A l’audience du 18 septembre 2024, l’affaire a fait l’objet d’un renvoi à l’audience du 20 novembre 2024.
Par conclusions sur réouverture des débats, la BANQUE POPULAIRE MEDITERRANEE a maintenu ses demandes initiales et répliqué à la demande de nullité du prêt formée par le défendeur en faisant valoir que nonobstant le non respect du délai minimal de 7 jours avant le déblocage des fonds prêtés, l’emprunteur doit restitution des sommes empruntées après déduction des remboursements déjà opérés.
Compte tenu des modalités de citation et de comparution des parties, ainsi que du montant des demandes, la présente décision contradictoire, conformément aux dispositions de l’article 467 du code de procédure civile, et rendue en premier ressort.

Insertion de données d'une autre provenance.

PR #6165, opened 2026-08-30
TalkBack, 7 of 10: Name profile deletion targets

eliotcougar:
## Summary

Name the specific deletion target in the existing confirmation dialogs for server
profiles, policy groups, proxy-chain profiles, and individual proxy-chain members.
The localized question comes first, followed by the target name on a separate line.

This covers direct and overflow-menu deletion from the main server list and the
registered profile editors. Bulk-deletion questions stay generic.

## Target identity and restoration

- Main-list deletion captures the profile GUID and displayed name together. The
  dialog uses the name only as text; confirmation still removes by GUID. Duplicate
  names and list reordering cannot retarget the pending operation.
- Only these two strings are saved for the pending main-list dialog, using
  `rememberSaveable` and a small `listSaver`. No full profile or action callback is
  serialized.
- Profile-editor dialogs name the saved profile being deleted, not the unsaved
  remarks field. Renaming or clearing a draft therefore does not change the
  identity in the destructive confirmation.
- Pending single-profile confirmations survive activity recreation consistently
  in the main list and the ordinary, custom-config, policy-group, and proxy-chain
  editors.
- A pending proxy-chain member deletion is tied to its stable draft row key. The
  current position and member name are resolved from that key, and confirmation
  removes the member and its key together. A member that has already disappeared
  is not replaced by another member at its former index.

## Scope and accessibility approach

The existing Material confirmation dialog exposes its visible text through native
semantics. There are no custom announcements, focus manipulation, role overrides,
or role suppression.

The small server-menu dispatcher and stable-key member-removal helper are shared
with Part 9 so its custom actions use the same operation paths. This part does not
change server-row semantics, service behavior, deletion policy, or storage format.
Subscription, asset-file, and routing confirmations remain in their own parts.

The unused legacy `ServerActivity` is left unchanged from upstream. Existing
generic confirmation resources remain available to their existing callers.

## Localization

The three named confirmation templates exist in all nine supported catalogs:
English, Arabic, Bengali, Bakhtiari, Persian, Russian, Vietnamese, Simplified
Chinese, and Traditional Chinese. All 27 entries parse as XML and contain exactly
one `%1$s` target placeholder. The review fixes reuse those resources without
introducing new translated text.

## Validation

Reviewed revision: `b8ce732ae6ac56e54169451cbd7c2bc08f29c5f0`.

- `:app:testPlaystoreDebugUnitTest`: 67 tests passed, no failures, errors, or skips.
  This includes 10 focused dispatcher, pending-target saver, and stable-key
  proxy-chain member tests. Saver coverage includes null, duplicate display names
  under different GUIDs, empty names, non-Latin text, and embedded newlines.
- `:app:compilePlaystoreDebugKotlin`: passed.
- `:app:assemblePlaystoreDebug -PABI_FILTERS=x86_64`: passed.
- Pixel 9 Pro emulator, API 37.1, with TalkBack enabled: inspected native dialog
  text and exercised native accessibility click actions in ordinary, custom,
  policy-group, and proxy-chain editors. Unsaved renames and blank remarks did not
  change the saved deletion target. Cancel preserved each profile; actual
  activity recreation preserved each pending dialog. These emulator checks used
  the identical source tree immediately before committing; source-tree equality
  was checked before the commit.
- Main-list emulator check: recreated a pending dialog, confirmed it, and checked
  through the existing storage owner that only the captured GUID was removed.
  Another profile and the selected-server GUID remained unchanged.
- Used a temporary external QA harness, not an `androidTest` source directory in
  the PR. Removed its test fixtures and restored the emulator's original APK and
  accessibility settings. The existing lab subscription was retained.
- Pairwise `git merge-tree` checks against fetched upstream and all nine companion
  branches passed in both orders and produced identical trees.
- `git diff --check`: passed. No instruction files or generated inputs are in the
  feature diff.

### Not run

- Recorded TalkBack speech, swipe focus order, physical touch, keyboard, and D-pad
  interaction. Native-tree inspection and accessibility action execution do not
  establish exact spoken output or gesture behavior.
- Other Android versions, physical devices, release builds, other ABIs, and the
  full locale/theme/layout matrix. The emulator run used one English x86_64 debug
  configuration; localized resources were checked structurally, not spoken in
  every language.

### DIFF
--- a/V2rayNG/app/src/main/java/com/v2ray/ang/ui/main/MainDialogs.kt
+++ b/V2rayNG/app/src/main/java/com/v2ray/ang/ui/main/MainDialogs.kt
@@ -5,6 +5,11 @@ import androidx.compose.ui.res.stringResource
 import com.v2ray.ang.R
 import com.v2ray.ang.ui.compose.DeleteConfirmDialog
 
+data class ServerDeleteTarget(
+    val guid: String,
+    val profileName: String,
+)
+
 @Composable
 fun MainDialogs(
     showDelAllConfirm: Boolean,
@@ -16,7 +21,7 @@ fun MainDialogs(
     showDelInvalidConfirm: Boolean,
     onDismissDelInvalid: () -> Unit,
     onConfirmDelInvalid: () -> Unit,
-    showRemoveConfirm: String?,
+    showRemoveConfirm: ServerDeleteTarget?,
     onDismissRemove: () -> Unit,
     onConfirmRemove: (String) -> Unit,
 ) {
@@ -41,11 +46,10 @@ fun MainDialogs(
             onDismiss = onDismissDelInvalid
         )
     }
-    if (showRemoveConfirm != null) {
-        val guid = showRemoveConfirm
+    showRemoveConfirm?.let { target ->
         DeleteConfirmDialog(
-            message = stringResource(R.string.confirm_delete_profile),
-            onConfirm = { onConfirmRemove(guid) },
+            message = stringResource(R.string.confirm_delete_profile_named, target.profileName),
+            onConfirm = { onConfirmRemove(target.guid) },
             onDismiss = onDismissRemove
         )
     }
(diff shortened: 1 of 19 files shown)


eliotcougar:
Almost everything has been addressed in the previously extracted PR. Only one fix is left here.

PR #6166, opened 2026-08-30
TalkBack, 8 of 10: Improve shared navigation and action labels

eliotcougar:
## Summary

Improve shared navigation and action labels without replacing native controls:

- Read the visible page title before Back or Menu within the shared top app bar.
- Hide the decorative drawer header and redundant app-name text from accessibility.
- Name the Menu button's native click action **Open navigation menu**.
- Name the service button's native click action **Connect** or **Disconnect**, while
  retaining its existing **Start service** / **Stop service** accessible name.
- Give App Picker's overflow button the existing localized **More options** name.
- Localize **Clear search** and make Logcat's copy action say **Copy log to clipboard**.

## Implementation

The title has `traversalIndex = -1f`. Material 3 already makes `TopAppBar` a traversal
group, so there is no duplicate group modifier. This changes order only within the
bar; it does not request accessibility focus or rewrite window announcements.
Search mode keeps its existing text-input behavior. The small title-index modifier
keeps the shared top-bar imports separate from Part 6's `AppListItem` changes.

Both the drawer header container and its text use `hideFromAccessibility`. These
are separate semantic nodes; hiding the container does not by itself hide its
child text in the pinned Compose version. Drawer destinations keep Material's
native roles, labels, selection semantics, and activation. Native drawer dismissal
is unchanged.

Menu and service-button action labels augment `onClick` semantics with a label and
a null action. Their existing `IconButton` / `FloatingActionButton` callbacks still
own activation. This does not introduce another click handler, duplicate custom
action, role suppression, or manual TalkBack announcement. Accessibility services
remain responsible for presenting their action menu and gesture hints.

Official guidance:
[traversal ordering](https://developer.android.com/develop/ui/compose/accessibility/traversal)
and [hiding decorative semantics](https://developer.android.com/develop/ui/compose/accessibility/merging-clearing).

## Scope and compatibility

No service lifecycle, repository, subscription-update, paging, or server-selection
behavior changes. Main server rows, group-tab names/counts, and delay units remain
in Part 9; connection-test status and live-region feedback remain in Part 10.
This part does not touch `MainGroupTab`, `MainServerPager`, or `MainViewModel`.

The existing bottom-bar import and label placement is deliberately retained to
avoid overlap with Part 10. The redundant traversal-group helper and this PR's two
permanent Android-test files have been removed. UI checks are maintained as local
external QA, not test scaffolding in the contribution.

## Localization

Clear search, Copy log to clipboard, Connect, and Disconnect are supplied in all
nine supported catalogs: English, Arabic, Bengali, Bakhtiari, Persian, Russian,
Vietnamese, Simplified Chinese, and Traditional Chinese. Menu and More options
reuse existing translated resources. No new translation changes were needed for
the review refinements.

## Validation

Reviewed revision: `5ab00cd5642518c8382ccc3f191e6f6bf5c552db`.

- `:app:testPlaystoreDebugUnitTest`: 57 tests passed, no failures, errors, or skips.
- `:app:compilePlaystoreDebugKotlin` and
  `:app:assemblePlaystoreDebug -PABI_FILTERS=x86_64`: passed. Final Gradle checks
  were repeated on the committed revision.
- Pixel 9 Pro emulator, Android API 37.1, with TalkBack enabled: checked native
  title-before-navigation traversal links on Config, Settings, Subscriptions,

**************************
MOTIFS DE LA DÉCISION
Il sera relevé que par jugement avant dire droit du 24 avril 2024, le tribunal a statué sur la loi applicable et la recevabilité de l’action de la BANQUE POPULAIRE MEDITERRANEE.
Sur la demande en paiement
Le présent litige est relatif à des crédits soumis aux dispositions de la loi n°2010-737 du 1er juillet 2010 de sorte qu’il sera fait application des articles du code de la consommation dans leur rédaction en vigueur après le 1er mai 2011 et leur numérotation issue de l’ordonnance n°2016-301 du 14 mars 2016 et du décret n°2016-884 du 29 juin 2016.
L’article R.632-1 du code de la consommation permet au juge de relever d’office tous les moyens tirés de l’application des dispositions du code de la consommation, sous réserve de respecter le principe du contradictoire. Il a été fait application de cette disposition par le juge à l’audience du 11 mars 2020.
L’article L.312-39 du code de la consommation prévoit qu’en cas de défaillance de l’emprunteur, le prêteur peut exiger le remboursement immédiat du capital restant dû, majoré des intérêts échus mais non payés. Jusqu’à la date du règlement effectif, les sommes restant dues produisent les intérêts de retard à un taux égal à celui du prêt. En outre, le prêteur peut demander à l’emprunteur défaillant une indemnité qui, dépendant de la durée restant à courir du contrat et sans préjudice de l’application de l’article 1231-5 du code civil, est fixée suivant un barème déterminé par décret. L’article D.312-16 du même code précise que lorsque le prêteur exige le remboursement immédiat du capital restant dû en application de l’article L.312-39, il peut demander une indemnité égale à 8% du capital restant dû à la date de la défaillance.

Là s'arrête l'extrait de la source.